Produce the same data once more, line for line.

______

PR #25, opened 2019-08-29
GPUify the TwoDTurb module

navidcy:
This PR modifies the `TwoDTurb` module so that it can run smoothly on both CPU and GPU.

### DIFF
--- a/src/twodturb.jl
+++ b/src/twodturb.jl
@@ -67,7 +67,7 @@ end
 Returns the params for two-dimensional turbulence.
 """
 struct Params{T} <: AbstractParams
-      ν  :: T         # Vorticity viscosity
+       ν :: T         # Vorticity viscosity
       nν :: Int       # Vorticity hyperviscous order
        μ :: T         # Bottom drag or hypoviscosity
       nμ :: Int       # Order of hypodrag
--- a/src/twodturb.jl
+++ b/src/twodturb.jl
@@ -67,11 +67,11 @@ end
 Returns the params for two-dimensional turbulence.
 """
 struct Params{T} <: AbstractParams
-  ν::T              # Vorticity viscosity
-  nν::Int           # Vorticity hyperviscous order
-  μ::T              # Bottom drag or hypoviscosity
-  nμ::Int           # Order of hypodrag
-  calcF!::Function  # Function that calculates the forcing F
+      ν  :: T         # Vorticity viscosity
+      nν :: Int       # Vorticity hyperviscous order
+       μ :: T         # Bottom drag or hypoviscosity
+      nμ :: Int       # Order of hypodrag
+  calcF! :: Function  # Function that calculates the forcing F
 end
 Params(ν, nν) = Params(ν, nν, typeof(ν)(0), 0, nothingfunction)
 
--- a/src/twodturb.jl
+++ b/src/twodturb.jl
@@ -22,11 +22,6 @@ using FourierFlows: getfieldspecs, structvarsexpr, parsevalsum, parsevalsum2
 
 abstract type TwoDTurbVars <: AbstractVars end
 
-const physicalvars = [:zeta, :u, :v]
-const transformvars = [ Symbol(var, :h) for var in physicalvars ]
-const forcedvars = [:Fh]
-const stochforcedvars = [:prevsol]
-
 nothingfunction(args...) = nothing
 
 """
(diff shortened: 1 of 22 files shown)


navidcy:
It'll be good if we can remove the boilerplate in https://github.com/FourierFlows/GeophysicalFlows.jl/blob/733833beabbc694bf3a7f49aa6948d5a77e722c1/src/twodturb.jl#L99-L127

I tried replacing it with

```julia
const physicalvars = [:zeta, :u, :v]
const transformvars = [ Symbol(var, :h) for var in physicalvars ]
const forcedvars = [:Fh]
const stochforcedvars = [:prevsol]

varspecs = cat(
  getfieldspecs(physicalvars, :(Aphys)),
  getfieldspecs(transformvars, :(Atrans)),
  dims=1)

forcedvarspecs = cat(varspecs, getfieldspecs(forcedvars, :(Atrans)), dims=1)

stochforcedvarspecs = cat(forcedvarspecs, getfieldspecs(stochforcedvars, :(Atrans)), dims=1)

struct Vars{Aphys, Atrans} <: TwoDTurbVars
  [ :( $(spec[1])::$(spec[2]) ) for spec in varspecs]
end

struct ForcedVars{Aphys, Atrans} <: TwoDTurbVars
  [ :( $(spec[1])::$(spec[2]) ) for spec in forcedvarspecs]
end

struct StochasticForcedVars{Aphys, Atrans} <: TwoDTurbVars
  [ :( $(spec[1])::$(spec[2]) ) for spec in stochforcedvarspecs]
end
```

but it didn't work... Did I do something wrong?

navidcy:
Also, when a 2D grid is created on the GPU I get this message:

```julia
┌ Warning: Performing scalar operations on GPU arrays: This is very slow, consider disallowing these operations with `allowscalar(false)`
└ @ GPUArrays ~/.julia/packages/GPUArrays/J4c3Q/src/indexing.jl:16
```

and I couldn't figure out what causes it and how to make sure the code is efficient.

src/twodturb.jl
```diff
@@ -100,50 +96,70 @@ end
...
+struct StochasticForcedVars{Aphys, Atrans} <: TwoDTurbVars
+     zeta :: Aphys
+        u :: Aphys
+        v :: Aphys
+    zetah :: Atrans
+       uh :: Atrans
+       vh :: Atrans
+       Fh :: Atrans
+  prevsol :: Atrans
+end
```
glwagner: ya!

We could maybe add special type parameters for `Fh` and `prevsol` and just have one type for all the vars. When both are `Nothing`, we have an ordinary twodturb problem. When just `prevsol` is nothing, it's a forced problem. Otherwise, its a stochastic forced problem...

glwagner: If you do that you can keep the constructor names. Just need to make sure they do the *right thing*.

test/test_twodturb.jl
```diff
@@ -172,7 +170,7 @@ function test_twodturb_advection(dt, stepper; n=128, L=2π, nu=1e-2, nnu=1, mu=0
     nothing
   end
 
-  prob = TwoDTurb.Problem(nx=n, Lx=L, nu=nu, nnu=nnu, mu=mu, nmu=nmu, dt=dt, stepper=stepper, calcF=calcF!, stochastic=false)
+  prob = TwoDTurb.Problem(nx=n, Lx=L, nu=nu, nnu=nnu, mu=mu, nmu=nmu, dt=dt, stepper=stepper, calcF=calcF!, stochastic=false, dev=dev)
```
glwagner: Should we just use greek for things like nu and mu? It's 2019 after all.

glwagner:
@navidcy I think you want to use `@eval` somehow to reduce this boiler plate. 

But there's another way --- we can define `Vars` generally, but give the optional fields special parameter types so that they can be set to `nothing` if need be. Not sure what the best way forward is.

glwagner:
> Also, when a 2D grid is created on the GPU I get this message:

Ya that's annoying. I've been getting that too in different code using `GPUifyLoops`. Your guess is as good as mine.

test/test_twodturb.jl
navidcy: hm... we've been going back and forth on this.
you know I'm prejudiced in favor of greek symbols so I'd say "yes".

glwagner: We want to be on the right side of history.

src/twodturb.jl
navidcy: Can you try do that? I've lost my patience with `@eval`...

navidcy:
> @navidcy I think you want to use `@eval` somehow to reduce this boiler plate.
> 
> But there's another way --- we can define `Vars` generally, but give the optional fields special parameter types so that they can be set to `nothing` if need be. Not sure what the best way forward is.

can you try do that? I've lost my patience with `@eval`...

navidcy:
Btw, I tried running `examples/twodturb_mcwilliams1984.jl` on GPU and it was painfully slow...
Perhaps the `diags` being CPU arrays induce constant communication back and forth from GPU to CPU?

test/test_twodturb.jl
navidcy: see eaa0f12

glwagner:
> I feel that the fact that diagnostics are saved in CPU arrays creates a bottleneck.

I don't think this by itself is a problem (you can have a CPU array of `CuArray`s, for example). But it does sound like something is awry. Diagnostics also have have to well-written to be efficient.

navidcy:
> > I feel that the fact that diagnostics are saved in CPU arrays creates a bottleneck.
> 
> I don't think this by itself is a problem (you can have a CPU array of `CuArray`s, for example). But it does sound like something is awry. Diagnostics also have have to well-written to be efficient.

OK, so regarding this PR: should we merge? Anything else needed?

______

_Result below:_
PR #25, opened 2019-08-29
GPUify the TwoDTurb module

navidcy:
This PR modifies the `TwoDTurb` module so that it can run smoothly on both CPU and GPU.

### DIFF
--- a/src/twodturb.jl
+++ b/src/twodturb.jl
@@ -67,7 +67,7 @@ end
 Returns the params for two-dimensional turbulence.
 """
 struct Params{T} <: AbstractParams
-      ν  :: T         # Vorticity viscosity
+       ν :: T         # Vorticity viscosity
       nν :: Int       # Vorticity hyperviscous order
        μ :: T         # Bottom drag or hypoviscosity
       nμ :: Int       # Order of hypodrag
--- a/src/twodturb.jl
+++ b/src/twodturb.jl
@@ -67,11 +67,11 @@ end
 Returns the params for two-dimensional turbulence.
 """
 struct Params{T} <: AbstractParams
-  ν::T              # Vorticity viscosity
-  nν::Int           # Vorticity hyperviscous order
-  μ::T              # Bottom drag or hypoviscosity
-  nμ::Int           # Order of hypodrag
-  calcF!::Function  # Function that calculates the forcing F
+      ν  :: T         # Vorticity viscosity
+      nν :: Int       # Vorticity hyperviscous order
+       μ :: T         # Bottom drag or hypoviscosity
+      nμ :: Int       # Order of hypodrag
+  calcF! :: Function  # Function that calculates the forcing F
 end
 Params(ν, nν) = Params(ν, nν, typeof(ν)(0), 0, nothingfunction)
 
--- a/src/twodturb.jl
+++ b/src/twodturb.jl
@@ -22,11 +22,6 @@ using FourierFlows: getfieldspecs, structvarsexpr, parsevalsum, parsevalsum2
 
 abstract type TwoDTurbVars <: AbstractVars end
 
-const physicalvars = [:zeta, :u, :v]
-const transformvars = [ Symbol(var, :h) for var in physicalvars ]
-const forcedvars = [:Fh]
-const stochforcedvars = [:prevsol]
-
 nothingfunction(args...) = nothing
 
 """
(diff shortened: 1 of 22 files shown)


navidcy:
It'll be good if we can remove the boilerplate in https://github.com/FourierFlows/GeophysicalFlows.jl/blob/733833beabbc694bf3a7f49aa6948d5a77e722c1/src/twodturb.jl#L99-L127

I tried replacing it with

```julia
const physicalvars = [:zeta, :u, :v]
const transformvars = [ Symbol(var, :h) for var in physicalvars ]
const forcedvars = [:Fh]
const stochforcedvars = [:prevsol]

varspecs = cat(
  getfieldspecs(physicalvars, :(Aphys)),
  getfieldspecs(transformvars, :(Atrans)),
  dims=1)

forcedvarspecs = cat(varspecs, getfieldspecs(forcedvars, :(Atrans)), dims=1)

stochforcedvarspecs = cat(forcedvarspecs, getfieldspecs(stochforcedvars, :(Atrans)), dims=1)

struct Vars{Aphys, Atrans} <: TwoDTurbVars
  [ :( $(spec[1])::$(spec[2]) ) for spec in varspecs]
end

struct ForcedVars{Aphys, Atrans} <: TwoDTurbVars
  [ :( $(spec[1])::$(spec[2]) ) for spec in forcedvarspecs]
end

struct StochasticForcedVars{Aphys, Atrans} <: TwoDTurbVars
  [ :( $(spec[1])::$(spec[2]) ) for spec in stochforcedvarspecs]
end
```

but it didn't work... Did I do something wrong?

navidcy:
Also, when a 2D grid is created on the GPU I get this message:

```julia
┌ Warning: Performing scalar operations on GPU arrays: This is very slow, consider disallowing these operations with `allowscalar(false)`
└ @ GPUArrays ~/.julia/packages/GPUArrays/J4c3Q/src/indexing.jl:16
```

and I couldn't figure out what causes it and how to make sure the code is efficient.

src/twodturb.jl
```diff
@@ -100,50 +96,70 @@ end
...
+struct StochasticForcedVars{Aphys, Atrans} <: TwoDTurbVars
+     zeta :: Aphys
+        u :: Aphys
+        v :: Aphys
+    zetah :: Atrans
+       uh :: Atrans
+       vh :: Atrans
+       Fh :: Atrans
+  prevsol :: Atrans
+end
```
glwagner: ya!

We could maybe add special type parameters for `Fh` and `prevsol` and just have one type for all the vars. When both are `Nothing`, we have an ordinary twodturb problem. When just `prevsol` is nothing, it's a forced problem. Otherwise, its a stochastic forced problem...

glwagner: If you do that you can keep the constructor names. Just need to make sure they do the *right thing*.

test/test_twodturb.jl
```diff
@@ -172,7 +170,7 @@ function test_twodturb_advection(dt, stepper; n=128, L=2π, nu=1e-2, nnu=1, mu=0
     nothing
   end
 
-  prob = TwoDTurb.Problem(nx=n, Lx=L, nu=nu, nnu=nnu, mu=mu, nmu=nmu, dt=dt, stepper=stepper, calcF=calcF!, stochastic=false)
+  prob = TwoDTurb.Problem(nx=n, Lx=L, nu=nu, nnu=nnu, mu=mu, nmu=nmu, dt=dt, stepper=stepper, calcF=calcF!, stochastic=false, dev=dev)
```
glwagner: Should we just use greek for things like nu and mu? It's 2019 after all.

glwagner:
@navidcy I think you want to use `@eval` somehow to reduce this boiler plate. 

But there's another way --- we can define `Vars` generally, but give the optional fields special parameter types so that they can be set to `nothing` if need be. Not sure what the best way forward is.

glwagner:
> Also, when a 2D grid is created on the GPU I get this message:

Ya that's annoying. I've been getting that too in different code using `GPUifyLoops`. Your guess is as good as mine.

test/test_twodturb.jl
navidcy: hm... we've been going back and forth on this.
you know I'm prejudiced in favor of greek symbols so I'd say "yes".

glwagner: We want to be on the right side of history.

src/twodturb.jl
navidcy: Can you try do that? I've lost my patience with `@eval`...

navidcy:
> @navidcy I think you want to use `@eval` somehow to reduce this boiler plate.
> 
> But there's another way --- we can define `Vars` generally, but give the optional fields special parameter types so that they can be set to `nothing` if need be. Not sure what the best way forward is.

can you try do that? I've lost my patience with `@eval`...

navidcy:
Btw, I tried running `examples/twodturb_mcwilliams1984.jl` on GPU and it was painfully slow...
Perhaps the `diags` being CPU arrays induce constant communication back and forth from GPU to CPU?

test/test_twodturb.jl
navidcy: see eaa0f12

glwagner:
> I feel that the fact that diagnostics are saved in CPU arrays creates a bottleneck.

I don't think this by itself is a problem (you can have a CPU array of `CuArray`s, for example). But it does sound like something is awry. Diagnostics also have have to well-written to be efficient.

navidcy:
> > I feel that the fact that diagnostics are saved in CPU arrays creates a bottleneck.
> 
> I don't think this by itself is a problem (you can have a CPU array of `CuArray`s, for example). But it does sound like something is awry. Diagnostics also have have to well-written to be efficient.

OK, so regarding this PR: should we merge? Anything else needed?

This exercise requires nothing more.